When choosing a policy administration system, insurers are looking for the ability to make as many changes as possible through “rules and tools”-based configuration rather than code-based customization.
“Configurability is seen as table stakes for policy administration and most other core systems as well,” says Donald Light, senior analyst in Celent’s insurance practice.
Configuration requires balance. In choosing among vendors, insurers need to balance their ability and desire to configure a policy administration system against the amount of out-of-the-box domain content and insurance-specific functionality it provides.
Smith says CFG found that balance in the ALIS policy administration system from FIS Software, which merged with Sapiens in July 2011. “The system is built with a particular underlying process flow and data model that gave us something to standardize on,” he explains. “At the same time, the designer provides a level of abstraction between product data and processes that allows us to do business-level configuration.”
First deployed in late 2009 with CFG’s single-premium whole-life product, the ALIS platform has allowed CFG to launch new products in under three months, compared to about a year under its legacy platforms. The company is continuing to consolidate remaining legacy environments to ALIS.
Configuration requires discipline. Configuration provides powerful capability to make changes quickly and truly customize a system to meet insurers’ needs. Companies need to wield this power wisely.
Configuration requires alignment. Configuration can shift some traditional IT responsibilities to the business side. Insurers need to understand that, rather than cutting IT out of the change process, this shift makes alignment between IT and business essential.
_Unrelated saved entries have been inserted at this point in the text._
PR #31, opened 2023-06-21
lego1: MxString matching

disinvite:
Added some missing functions to MxString. The function at 0x100ae580 looks like a constructor for something else, so this may be all of it.

Everything matches except the swapped regs for `cmp eax, esi` in the MxString to char* comparator. What's odd is that other functions in the class can influence this order. For example, if I comment out one of the newly added ToUpperCase or ToLowerCase functions.

### DIFF
--- a/LEGO1/mxstring.cpp
+++ b/LEGO1/mxstring.cpp
@@ -11,6 +11,60 @@ MxString::MxString()
   this->m_length = 0;
 }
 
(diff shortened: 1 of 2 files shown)


madebr:
I think the function at `0x100ae580` is `MxString MxString::operator+(const char *)`.

itsmattkc:
Looks good, thanks!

“It’s realistic to rely on vendor expertise or knowledge experts who designed the system in [implementing] your initial lines of business so you don’t go down paths you don’t need to,” says Tom Chesbrough, senior vice president of enterprise products at StoneRiver.
Ideally, configuration will not only require alignment but facilitate it as well.
Insurers also need to understand that configuration still requires traditional IT governance and change management.
“With so much control entrusted in their hands, the carrier will soon realize that the content creation is just one part of the whole puzzle,” says Manoj Porwal, assistant vice president of product architecture at MajescoMastek. “There are other critical and important aspects like version control and configuration and release management that they have to deal with. We have seen lot of carriers struggle with these two aspects.”
Companies with a big skills gaps may find it difficult to achieve the speed-to-market benefits promised by modern administration platforms. “If they are learning to configure at the same time they are implementing, that is directly correlated to the failure of projects to meet the original scope and timeline,” says Harris-Ferrante.
In its configuration team, CFG has carefully chosen people with an analytical background. “You don’t need a programming background, but you do need to be able to understand why something has happened and how to get it to work—people who can work through the logic of configuration. Fortunately a lot of our business users have that,” says Rubin.
Migrating to a more configurable policy administration platform “has definitely changed our IT world,” says Harper. “We’re already much more responsive than ever before.”